Synthesis of Poly(3-Hydroxybutyrate-Co-3-Hydroxyvalerate) in the Plastid

Because of the improved properties of P(HB-HV) copolymers over PHB, bacterial production of P(HB-HV), also known under the trade name Biopol^TM, has been central to the marketing and commercial production of PHA. It was therefore natural that after the demonstration of high-level PHB synthesis in the plastids, efforts would be focused on the synthesis of PHA copolymers, such as P(HB-HV).

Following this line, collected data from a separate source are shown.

PR #220, opened 2023-12-04
Paypal Web Vault Without Purchase

sshropshire:
This PR adds PayPal Vault Without Purchase to the Demo app and the `PayPalWebPaments` SDK feature module.

### Summary of changes

- PayPalWebPayments
  - Add `PayPalWebCheckoutVaultExperienceContext` data class
  - Add `PayPalWebCheckoutVaultListener` interface
  - Add `PayPalWebCheckoutVaultResult` data class
  - Add `experienceContext` property to `PayPalWebCheckoutClient`
  - Add `vaultListener` property to `PayPalWebCheckoutClient`
  - Add `vault()` method to `PayPalWebCheckoutClient`

 ### Checklist

 - [x] Added a changelog entry

- @sshropshire


Demo/src/main/java/com/paypal/android/api/model/CardPaymentToken.kt
```diff
@@ -1,6 +1,6 @@
 package com.paypal.android.api.model
 
-data class PaymentToken(
+data class CardPaymentToken(
```
sshropshire, line 3: Ended up creating two token types in the Demo app: `CardPaymentToken` and `PayPalPaymentToken`. They are slightly different. Could have subclassed here, but it's more flexible to keep our data hierarchy flat in the Demo app to make change easier in the future.

Demo/src/main/java/com/paypal/android/api/model/CardSetupToken.kt
```diff
@@ -0,0 +1,7 @@
+package com.paypal.android.api.model
+
+data class CardSetupToken(
```
sshropshire, line 3: Same here, we may want to revisit in the future to keep code more DRY, but separate `CardSetupToken` and `PayPalSetupToken` types for now.

PayPalWebPayments/src/main/java/com/paypal/android/paypalwebpayments/PayPalWebCheckoutClient.kt
```diff
@@ -68,6 +88,17 @@ class PayPalWebCheckoutClient internal constructor(
             }
         }
 
+    var vaultListener: PayPalWebCheckoutVaultListener? = null
```
sshropshire: Added a separate listener for PayPal Vault Without Purchase callbacks.

PayPalWebPayments/src/main/java/com/paypal/android/paypalwebpayments/PayPalWebCheckoutClient.kt
```diff
@@ -96,11 +127,28 @@ class PayPalWebCheckoutClient internal constructor(
 
     internal fun handleBrowserSwitchResult() {
         browserSwitchResult = browserSwitchClient.deliverResult(activity)
-        listener?.also {
-            browserSwitchResult?.also { result ->
-                when (result.status) {
-                    BrowserSwitchStatus.SUCCESS -> deliverSuccess()
-                    BrowserSwitchStatus.CANCELED -> deliverCancellation()
+        if (listener == null && vaultListener == null) {
```
sshropshire: Preserving functionality here, but the original logic may need to be re-visited. We should also move to [manual browser switching](https://github.com/braintree/braintree_android/blob/main/v4.9.0%2B_MIGRATION_GUIDE.md#manual-browser-switching-for-browser-based-flows) in a next major version to align with `braintree_android` and prevent logic like this from being necessary.

PayPalWebPayments/src/main/java/com/paypal/android/paypalwebpayments/PayPalWebCheckoutClient.kt
```diff
@@ -143,4 +219,12 @@ class PayPalWebCheckoutClient internal constructor(
         analyticsService.sendAnalyticsEvent("paypal-web-payments:succeeded", orderId)
         listener?.onPayPalWebSuccess(result)
     }
+
+    fun vault(activity: AppCompatActivity, setupTokenId: String, approveVaultHref: String) {
```
sshropshire: The name `vault()` doesn't have to be final here if we can find a better name for starting the vault flow. Also wondering if `setupTokenId` and `approveVaultHref` should be placed in a `PayPalWebCheckoutVaultRequest` parameter object.

PayPalWebPayments/src/main/java/com/paypal/android/paypalwebpayments/PayPalWebCheckoutVaultExperienceContext.kt
```diff
@@ -0,0 +1,16 @@
+package com.paypal.android.paypalwebpayments
+
+data class PayPalWebCheckoutVaultExperienceContext internal constructor(
```
sshropshire: Adding this `PayPalWebCheckoutVaultExperienceContext` type to make constructing the Create Setup Token call easier for merchants. Having the SDK control the format of the return and cancel URLs can also help us enforce an internal deep linking schema for parsing browser switch results in a predictable manner.

Demo/src/main/java/com/paypal/android/ui/paypalwebvault/PayPalWebVaultView.kt
```diff
@@ -0,0 +1,137 @@
...
+            .padding(8.dp)
+            .verticalScroll(scrollState)
+    ) {
+        CreateSetupTokenForm(
+            isLoading = uiState.isCreateSetupTokenLoading,
+            customerId = uiState.vaultCustomerId,
+            onCustomerIdValueChange = { value -> viewModel.vaultCustomerId = value },
+            onSubmit = {
+                context.getActivity()?.let { activity ->
+                    viewModel.createSetupToken(activity)
```
sarahkoop: I know it's required by our API currently, but passing activity to the viewmodel is an anti-pattern I think - would there be a logical way to setup the demo app that doesn't require passing activity to viewmodel?

Demo/src/main/java/com/paypal/android/usecase/CreatePayPalPaymentTokenUseCase.kt
```diff
@@ -0,0 +1,37 @@
...
+import org.json.JSONObject
+import javax.inject.Inject
+
+class CreatePayPalPaymentTokenUseCase @Inject constructor(
+    private val sdkSampleServerAPI: SDKSampleServerAPI
+) {
+
+    suspend operator fun invoke(setupToken: PayPalSetupToken): PayPalPaymentToken {
+        // language=JSON
+        val request = """
```
sarahkoop, line 17: Maybe a utils class for all of these JSON objects? Might be helpful for merchants to see the difference side by side (for Card vs PayPal)

Demo/src/main/java/com/paypal/android/usecase/CreatePayPalSetupTokenUseCase.kt
```diff
@@ -0,0 +1,59 @@
...
+        val customerJSON = responseJSON.getJSONObject("customer")
+
+        val linksJSON = responseJSON.optJSONArray("links") ?: JSONArray()
+        var approveVaultHref: String? = null
+        for (i in 0 until linksJSON.length()) {
+            val link = linksJSON.getJSONObject(i)
+            if (link.getString("rel") == "approve") {
+                approveVaultHref = link.getString("href")
+                break
+            }
```
sarahkoop: Want to make sure I understand - all this JSON building/parsing is something a merchant will have to do? It seems pretty complex - can we provide a helper for this?

PayPalWebPayments/src/main/java/com/paypal/android/paypalwebpayments/PayPalWebCheckoutClient.kt
sarahkoop: Would it be better to just use `listener?.let { /* invoke listener */ }` whenever we invoke the listeners throughout? Is there a chance with this logic that they've set the `listener` but not the `vaultListener` and would get an NPE if we try to invoke the `vaultLlistener` later on?

PayPalWebPayments/src/main/java/com/paypal/android/paypalwebpayments/PayPalWebCheckoutVaultExperienceContext.kt
sarahkoop: Can we add a doc string for this?

PayPalWebPayments/src/main/java/com/paypal/android/paypalwebpayments/PayPalWebCheckoutVaultListener.kt
```diff
@@ -0,0 +1,26 @@
+package com.paypal.android.paypalwebpayments
+
+import com.paypal.android.corepayments.PayPalSDKError
+
+/**
+ * Implement this callback to receive results from [PayPalWebCheckoutClient].
+ */
+interface PayPalWebCheckoutVaultListener {
```
sarahkoop:
```suggestion
interface PayPalWebVaultListener {
```

Does this need the `Checkout` in the name? Seems like all the methods are just for `Vault`.

Same comment for all of the `PayPalWebCheckoutVault` prefixed classes - seems pretty verbose can we just go with `PayPalWebVault`?

Demo/src/main/java/com/paypal/android/usecase/CreatePayPalSetupTokenUseCase.kt
sshropshire: A lot of this logic will be server side. The sample merchant server forwards the request to the SetupTokenAPI with a merchant client ID and client secret. TBH I've avoided using a serialization format for these requests mostly because we end up creating duplicate types that already exist in MXO.

The UseCase pattern gives us a nice unit of encapsulation for these requests, so it doesn't feel overly complex at the moment, but I'm open to re-strategizing that portion of the Demo app architecture.

Demo/src/main/java/com/paypal/android/ui/paypalwebvault/PayPalWebVaultView.kt
sshropshire: Oh wow yeah that's a good call! `PayPalWebCheckoutClient` takes a hard reference 🫨. I hadn't realized that until now. I think we may need to start version 2 sooner than later. At the moment `PayPalWebCheckoutClient` requires an activity reference at launch. We need to introduce a `PayPalWebLauncher` type to this project to keep `Activity` references out of the view model.

Demo/src/main/java/com/paypal/android/usecase/CreatePayPalPaymentTokenUseCase.kt
sshropshire: Yeah I agree it is very loosely-typed right now, mostly because we don't ship the Demo app we made a tradeoff for flexibility early on. But now that the app is getting large it makes sense to refactor a bit.

PayPalWebPayments/src/main/java/com/paypal/android/paypalwebpayments/PayPalWebCheckoutClient.kt
sshropshire: Yeah it seems like the `listener?.also` pattern was there to skip parsing when no listener exists. I'm willing to bet though that this code doesn't work as intended. `deliverResult()` should only happen once, but the unit test mocks the behavior so that it does something different. We may need to refactor this because if I'm thinking it through correctly, the way [it's implemented currently](https://github.com/paypal/paypal-android/blob/fe8d82a0174e4bf49aaa2af5b8acd91bf428d459/PayPalWebPayments/src/main/java/com/paypal/android/paypalwebpayments/PayPalWebCheckoutClient.kt#L98) won't have a chance to defer delivery of a browser switch result.

When `browserSwitchClient.deliverResult(activity)` is called twice, the value at `browserSwitchResult` will become `null`. So even if a listener is set later on, there won't be a browser switch result to deliver because the pending result will have been cleared internally.

PPCP should use the `parseResult()` method as well. It'd be awesome if we could use an Activity launcher too because then browser switch could theoretically be launched from a Jetpack Composable without a direct activity reference.

PayPalWebPayments/src/main/java/com/paypal/android/paypalwebpayments/PayPalWebCheckoutVaultListener.kt
sshropshire: Yeah I want to do this too, unfortunately the naming schema includes checkout in `v1`. I'm pretty confident we'll need to start moving towards `v2`. I've had that concern for a while, but this module makes it clear a clear decision.

Demo/src/main/java/com/paypal/android/ui/DemoApp.kt
```diff
@@ -98,6 +99,9 @@ fun DemoApp() {
                 composable(DemoAppDestinations.PAYPAL_WEB) {
                     PayPalWebView()
                 }
+                composable(DemoAppDestinations.PAYPAL_WEB_VAULT) {
+                    PayPalWebVaultView()
```
jaxdesmarais, line 103: General question - is there a reason we want a separate view for vaulting PayPal? iirc we have a toggle on iOS for vaulting PayPal vs a separate view.

sshropshire: For now it's simplicity. Each composable also typically has an associated `<FEATURE_NAME>ViewModel` type. We could make the code more DRY, but it would require us to define a common `interface` between the two view models.

Demo/src/main/java/com/paypal/android/api/model/CardPaymentToken.kt
KunJeongPark: Do you mean the payment source they return?

Demo/src/main/java/com/paypal/android/ui/DemoApp.kt
KunJeongPark: Same on iOS unless we are talking about something different.

Demo/src/main/java/com/paypal/android/api/model/CardPaymentToken.kt
sshropshire: Yeah CardPaymentToken has `cardLast4` and a few other properties that don't apply to `PayPalPaymentToken`.

PayPalWebPayments/src/main/java/com/paypal/android/paypalwebpayments/PayPalWebCheckoutClient.kt
```diff
@@ -134,6 +182,34 @@ class PayPalWebCheckoutClient internal constructor(
...
+        if (deepLinkUrlResult != null && requestMetadata != null) {
+            val isFailure = deepLinkUrlResult.path?.contains(VAULT_CANCEL_URL_PATH) ?: false
+            if (isFailure) {
+                vaultListener?.onPayPalWebVaultFailure(PayPalWebCheckoutError.malformedResultError)
+            } else {
+                val approvalTokenId =
+                    deepLinkUrlResult.getQueryParameter(DEEP_LINK_PARAM_APPROVAL_TOKEN_ID)
+                val approvalSessionId =
+                    deepLinkUrlResult.getQueryParameter(DEEP_LINK_PARAM_APPROVAL_SESSION_ID)
+                val result = PayPalWebCheckoutVaultResult(approvalTokenId, approvalSessionId)
```
KunJeongPark: Oh we need to return the approvalSessionId? What is that for and is it meaningful to merchant?

PayPalWebPayments/src/main/java/com/paypal/android/paypalwebpayments/BrowserSwitchHelper.kt
```diff
@@ -40,4 +44,16 @@ internal class BrowserSwitchHelper(private val urlScheme: String) {
...
             .metadata(metadata)
     }
+
+    fun configurePayPalVaultApproveSwitchOptions(
+        setupTokenId: String?,
+        approveOrderHref: String
+    ): BrowserSwitchOptions {
+        val metadata = JSONObject()
+            .put(METADATA_KEY_SETUP_TOKEN_ID, setupTokenId)
+        return BrowserSwitchOptions()
```
KunJeongPark: What is this metadata for Steven? Is this necessary, do we need to pass in the setupToken in there?
Is this needed specifically for Android? I am getting vaultID without it. 

This was not in the AC for iOS ticket. In iOS I am just taking the string from url and launching a webView.

PayPalWebPayments/src/main/java/com/paypal/android/paypalwebpayments/PayPalWebCheckoutClient.kt
sarahkoop: I'd vote for a request object since that seems to be the consistent pattern across the SDK

PayPalWebPayments/src/main/java/com/paypal/android/paypalwebpayments/PayPalWebCheckoutClient.kt
sshropshire: I'm not 100% sure. I honestly just parse these values out because they're there.

PayPalWebPayments/src/main/java/com/paypal/android/paypalwebpayments/BrowserSwitchHelper.kt
sshropshire: This part is to fit into the way it's currently implemented on Android. We may not need it here either, it's subject to change. I doubt it's needed for iOS either because there's no concept of Browser Switching there.

PayPalWebPayments/src/main/java/com/paypal/android/paypalwebpayments/PayPalWebCheckoutClient.kt
KunJeongPark: Without that value, the results from the vault are same for card and PayPal unless
it is decided that we return more values for card vaulting.

sshropshire: Yeah for this PR we have two vault result types, `PayPalWebCheckoutVaultResult` and `CardVaultResult`. Are y'all using a single result type on iOS?

CorePayments/src/main/java/com/paypal/android/corepayments/analytics/AnalyticsService.kt
```diff
@@ -43,7 +43,7 @@ class AnalyticsService internal constructor(
     fun sendAnalyticsEvent(name: String, orderId: String?) {
         // TODO: send analytics event using WorkManager (supports coroutines) to avoid lint error
         // thrown because we don't use the Deferred result
-        scope.async {
+        scope.launch {
```
sshropshire, line 46: `launch()` is more appropriate here–`async()` typically has a balancing call to `await()`. In the long-term, once we migrate to WorkManager this will no longer be required.

Demo/src/main/java/com/paypal/android/ui/paypalwebvault/PayPalWebVaultView.kt
sshropshire: So unfortunately we won't be able to remove the hard reference in this PR, but we have discussed scoping out the work to remove this and start the `v2` beta.

Demo/src/main/java/com/paypal/android/usecase/CreatePayPalPaymentTokenUseCase.kt
sshropshire: I tried using `kotlinx.serialization` here and I ultimately decided to backtrack. There are some limitations that I'd like to have a larger discussion about with everyone, and see if we can land on a set of JSON serialization best practices.

PayPalWebPayments/src/main/java/com/paypal/android/paypalwebpayments/PayPalWebCheckoutClient.kt
```diff
@@ -40,36 +42,29 @@ class PayPalWebCheckoutClient internal constructor(
...
+        )
     )
 
-    private val exceptionHandler = CoreCoroutineExceptionHandler {
-        deliverFailure(it)
-    }
-
-    private var browserSwitchResult: BrowserSwitchResult? = null
-
-    private var orderId: String? = null
```
sshropshire, line 55: I decided to remove these internal state properties. We should avoid having mutable state in the clients whenever possible. It also makes the tests much simpler to write. We don't have these on BT so I don't think it'll be problematic.

PayPalWebPayments/src/main/java/com/paypal/android/paypalwebpayments/PayPalWebCheckoutClient.kt
```diff
@@ -78,69 +73,67 @@ class PayPalWebCheckoutClient internal constructor(
...
-            } catch (e: PayPalSDKError) {
-                deliverFailure(APIClientError.clientIDNotFoundError(e.code, e.correlationId))
-            }
+        analyticsService.sendAnalyticsEvent("paypal-web-payments:started", request.orderId)
+        payPalWebLauncher.launchPayPalWebCheckout(activity, request)?.let { launchError ->
+            notifyWebCheckoutFailure(launchError)
         }
     }
 
+    fun vault(activity: AppCompatActivity, request: PayPalWebVaultRequest) {
```
sshropshire: Still working on docs, but I wanted to get the fundamental structure going before adding that last piece of polish.

PayPalWebPayments/src/main/java/com/paypal/android/paypalwebpayments/PayPalWebCheckoutVaultExperienceContext.kt
sshropshire: Same for docs here. Not sure if we'll end up keeping this. I'd like to see what iOS does to collaborate on the best API.

PayPalWebPayments/src/main/java/com/paypal/android/paypalwebpayments/PayPalWebCheckoutVaultListener.kt
sshropshire: I may actually be down to go for it here. The refactor was interesting, we're browser switching in two different ways in the same PayPal module. `PayPalWebVaultListener` will set us up nicely before addressing existing `v1` naming concerns in `v2`.

PayPalWebPayments/src/main/java/com/paypal/android/paypalwebpayments/PayPalWebLauncher.kt
```diff
@@ -0,0 +1,162 @@
...
+import com.paypal.android.corepayments.CoreConfig
+import com.paypal.android.corepayments.Environment
+import com.paypal.android.corepayments.PayPalSDKError
+import com.paypal.android.paypalwebpayments.PayPalWebCheckoutClient.Companion.DEEP_LINK_PARAM_APPROVAL_SESSION_ID
+import com.paypal.android.paypalwebpayments.PayPalWebCheckoutClient.Companion.DEEP_LINK_PARAM_APPROVAL_TOKEN_ID
+import com.paypal.android.paypalwebpayments.PayPalWebCheckoutClient.Companion.VAULT_HOST
+import com.paypal.android.paypalwebpayments.errors.PayPalWebCheckoutError
+import org.json.JSONObject
+
+internal class PayPalWebLauncher(
```
sshropshire, line 16: This extracts browser switching behavior from `PayPalWebCheckoutClient` and combines it with `BrowserSwitchHelper` logic to encapsulate all browser switching logic in one place. In `v2` we'll be able to make this class public and adjust the API so that it works in tandem with `PayPalWebCheckoutClient`.

PayPalWebPayments/src/main/java/com/paypal/android/paypalwebpayments/PayPalWebLauncher.kt
```diff
@@ -0,0 +1,162 @@
...
+            error = APIClientError.clientIDNotFoundError(e.code, e.correlationId)
+        }
+        return error
+    }
+
+    fun launchPayPalWebVault(activity: FragmentActivity, vaultRequest: PayPalWebVaultRequest) {
+        val browserSwitchOptions = vaultRequest.run {
+            configurePayPalVaultApproveSwitchOptions(setupTokenId, approveVaultHref)
+        }
+        browserSwitchClient.start(activity, browserSwitchOptions)
```
sarahkoop: This method throws a `BrowserSwitchException`, should we catch that here and return a PayPalSDKError? Or update the method to throw that error as well? (Same comment for `launchPayPalWebCheckout`)

sshropshire: Yeah good call. I noticed that it seems like we never did catch this error on PPCP. It's tough because all exceptions are unchecked on the Kotlin side, so we don't get a compiler warning in this case.

PayPalWebPayments/src/main/java/com/paypal/android/paypalwebpayments/PayPalWebCheckoutClient.kt
KunJeongPark: No I kept it different because card endpoint sends a lot of info and I thought there might be request to include more data in the future. But as of now, what we are returning is same except for the approval session id.

sshropshire: I ended up simplifying to `approvalSessionId` only on Android.

PayPalWebPayments/src/main/java/com/paypal/android/paypalwebpayments/PayPalWebCheckoutClient.kt
```diff
@@ -78,69 +56,74 @@ class PayPalWebCheckoutClient internal constructor(
...
-                deliverFailure(PayPalWebCheckoutError.malformedResultError)
+    internal fun handleBrowserSwitchResult() {
+        payPalWebLauncher.deliverBrowserSwitchResult(activity)?.let { status ->
+            when (status) {
+                is PayPalWebStatus.CheckoutSuccess -> notifyWebCheckoutSuccess(status.result)
+                is PayPalWebStatus.CheckoutError -> notifyWebCheckoutFailure(status.error)
+                is PayPalWebStatus.CheckoutCanceled -> notifyWebCheckoutCancelation(status.orderId)
+                is PayPalWebStatus.VaultSuccess -> notifyVaultSuccess(status.result)
+                is PayPalWebStatus.VaultError -> notifyVaultFailure(status.error)
+                PayPalWebStatus.VaultCanceled -> notifyVaultCancelation()
```
sarahkoop, line 84:
```suggestion
               is PayPalWebStatus.VaultCanceled -> notifyVaultCancelation()
```
surprised this compiled - is the "is" not required? 🤔

sarahkoop (approved):
+1 on the next major version refactor notes, otherwise LGTM

PayPalWebPayments/src/main/java/com/paypal/android/paypalwebpayments/PayPalWebCheckoutClient.kt
sshropshire: Yeah in this case `PayPalWebStatus.VaultCanceled` is an `object` type so it's equivalent to `status === PayPalWebStatus.VaultCanceled` in the `when` statement.

Demo/src/main/java/com/paypal/android/ui/paypalweb/PayPalWebViewModel.kt
```diff
@@ -117,26 +118,29 @@ class PayPalWebViewModel @Inject constructor(
...
+    }
+
     fun startWebCheckout(activity: AppCompatActivity) {
         isStartCheckoutLoading = true
         viewModelScope.launch {
-            try {
-                val clientId = sdkSampleServerAPI.fetchClientId()
+            fetchClientId()?.let { clientId ->
                 val coreConfig = CoreConfig(clientId)
                 payPalDataCollector = PayPalDataCollector(coreConfig)
```
KunJeongPark, line 138: We don't have this step in iOS demo app.

Demo/src/main/java/com/paypal/android/ui/paypalwebvault/PayPalWebVaultViewModel.kt
```diff
@@ -0,0 +1,143 @@
...
+    companion object {
+        const val URL_SCHEME = "com.paypal.android.demo"
+    }
+
+    private val _uiState = MutableStateFlow(PayPalWebVaultUiState())
+    val uiState = _uiState.asStateFlow()
+
+    private lateinit var paypalClient: PayPalWebCheckoutClient
+    private lateinit var payPalDataCollector: PayPalDataCollector
+
```
KunJeongPark, line 41: seems like you have PayPalDataCollector property with each viewModel. We should do that for iOS demo app as well.

KunJeongPark (approved):

Demo/src/main/java/com/paypal/android/ui/paypalweb/PayPalWebViewModel.kt
sshropshire: Yeah merchants won't typically have a method like this either. It's only in the demo app to allow support multiple client IDs when we allow users to change the integration type (Direct, CP4, etc.).

Demo/src/main/java/com/paypal/android/ui/paypalwebvault/PayPalWebVaultViewModel.kt
sshropshire: Yeah for now we're sending the client metadata ID along with calls to Capture / Authorize from the Demo app.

Since synthesis of P(HB-HV) in bacteria relies on the production of propionyl- CoA, it was necessary to create an endogenous pool of propionyl-CoA in plants that could be used by the PHA pathway. Furthermore, since the plastid was shown to be the best subcellular compartment for the synthesis of PHB from acetyl-CoA, it was also chosen as the site for P(HB-HV) synthesis from acetyl- CoA and propionyl-CoA. Although several metabolic pathways exist in prokaryotes and eukaryotes that can generate propionyl-CoA, the simplest strategy adopted was the conversion of 2-ketobutyrate to propionyl-CoA by the pyruvate dehydrogenase complex (PDC), an enzyme naturally located in the plastid (Slater et al., 1999). Although PDC normally decarboxylates pyruvate to give acetyl-CoA, the same enzyme can also decarboxylate 2-ketobutyrate, albeit at low efficiency, to give propionyl-CoA. Since 2-ketobutyrate is also found in the plastid as an intermediate in the synthesis of isoleucine from threonine, both the substrate and the enzyme complex required for the generation of propionyl-CoA are present in this organelle. However, since PDC would have to compete for the 2-ketobutyrate with the acetolactate synthase, an enzyme involved in isoleucine biosynthesis, the quantity of 2-ketobutyrate present in the plastid was enhanced through the expression of the E. coli ilvA gene,which encodes a threonine deaminase (Slater et al., 1999).

The genes encoding the E. coli ilvA, the R. eutropha phaB, and phaC, as well as the bktB gene from R. eutropha encoding a 3-thiolase having high affinity for both acetyl-CoA and propionyl-CoA, were all modified by adding a plastid leader sequence to the enzymes (Slater et al., 1999). All genes were expressed under the control of the CaMV35S promoter. Constitutive expression of the ilvA protein along with bktB, phaB, and phaC proteins in the plastids of A. thaliana led to the synthesis of P(HB-HV) in the range of 0.1–1.6% dwt, with the fraction of HV units being between 2 and 17 mol% (Slater et al., 1999).

Expression of the P(HB-HV) pathway in the leucoplast of B. napus seeds has also been achieved by putting the bacterial genes under the control of the seedspecific promoter from the Lesquerella hydroxylase gene. In these experiments, an isoleucine-insensitive mutant of the ilvA gene was coexpressed along with the bktB, phaA, and phaC genes, and all four genes were inserted in a single multigene vector. P(HB-HV) synthesis in the range of 0.7–2.3% dwt was reported with an HV content of 2.3–6.4 mol% (Slater et al., 1999). Interestingly, there was an inverse relationship between the amount of PHA and the proportion of the HV monomer, indicating a ‘‘bottleneck’’ in providing 3-hydroxyvaleryl-CoA to the PHA synthase. This bottleneck is thought to be caused by the inefficiency of the PDC in converting 2-ketobutyrate to propionyl-CoA.